27    The Minister opposed Mr Mir’s request for an adjournment on the basis that his application was first filed in July 2017, that Mr Mir had been on notice of the potential May listing since 16 March 2018 and that he had not provided evidence of his mother’s illness. On 20 and 23 April 2018, Mr Mir provided a number of documents which appeared to refer to both his and his mother’s medical conditions or circumstances. The documents were, however, extremely difficult to read, let alone understand. One of the documents appeared to indicate that Mr Mir’s mother was to undergo knee reconstruction surgery.

28    The Minister maintained his opposition to Mr Mir’s adjournment request, noting that the travel itinerary had been issued on 5 April 2018, which was after the parties had been informed of the proposed listing period.

29    The manner in which Mr Mir made his adjournment request was, with respect, most unsatisfactory. Some allowance must be made for the fact that Mr Mir was not legally represented. That said, adjournment applications should generally be made by the filing of an interlocutory application and supporting evidence, or at least made in open court. They should not generally be made by way of email correspondence with the Registry and the Judge’s associate.

30    In any event, the material supplied by Mr Mir did not support the request for an adjournment of his hearing. While Mr Mir’s situation was, and perhaps continues to be, somewhat unfortunate, the fact remained that the proceedings had been on foot since July 2017. Mr Mir had been aware of the potential for his application to be listed for hearing during the May sitting period since 16 March 2018 by virtue of the email sent on that date by the Registry. Mr Mir’s itinerary appeared only to have been finalised after he was advised of the potential May 2018 hearing date. Mr Mir did not provide any compelling reason why he could not postpone his departure for India by less than one week to accommodate the hearing of his application.
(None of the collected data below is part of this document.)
PR #6249, opened 2017-06-05
API-218, API-252: Add measures families endpoints

solivier:

Add measures families endpoints

### DIFF
--- a/src/Pim/Bundle/ApiBundle/Controller/MeasureFamiliesController.php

31    Mr Mir had already effectively been granted one adjournment, in November 2017, in order to allow him to obtain legal assistance with a referral from the Court. In spite of arrangements being made by the Registry and pro bono counsel being appointed to represent him, it did not appear that Mr Mir wished to avail himself of that opportunity. Mr Mir could, of course, have availed himself of the services of pro bono counsel and returned to India without the need for his application to be adjourned.

32    Mr Mir’s requested adjournment would have further postponed the hearing of his application. The result would have been that the hearing would not have taken place until late July 2018, or perhaps even later. That would be well over a year after the application was first filed. Such a delay would, in all the circumstances, have been most unacceptable. For all the reasons just given, and taking into account the procedural history of the matter, I was not satisfied that Mr Mir had advanced a sufficient basis for an adjournment. The matter remained listed for hearing before me today.

Grounds and submissions

33    A consideration relevant to the exercise of the Court's discretion to extend the time within which an application for leave to appeal may be filed is the likelihood of leave to appeal being granted: Croker v Philips Electronics Australia Ltd [2000] FCA 1731 at [5]. In considering whether leave to appeal should be granted, the first limb of the relevant test generally involves a consideration of whether the decision is attended with sufficient doubt to warrant it being reconsidered by an appellate court: Décor Corporation Pty Ltd v Dart Industries Inc (1991) 33 FCR 397 at 398-400.

34    It is convenient, then, to first consider whether Mr Mir has demonstrated that the decision of the primary judge is attended with sufficient doubt to warrant the grant of leave. The starting point is usually the draft grounds of appeal. Unfortunately, Mr Mir did not file a draft notice of appeal with his application, despite being directed to do so by the Registrar. Instead, his application for an extension of time and leave to appeal contained the following three grounds, which perhaps may be read as draft grounds of appeal (as drafted):

1.    The trial judge erred in considering the irreparable loss of the appellant due to his genine migration case with the Department of Immigration and Border Protection.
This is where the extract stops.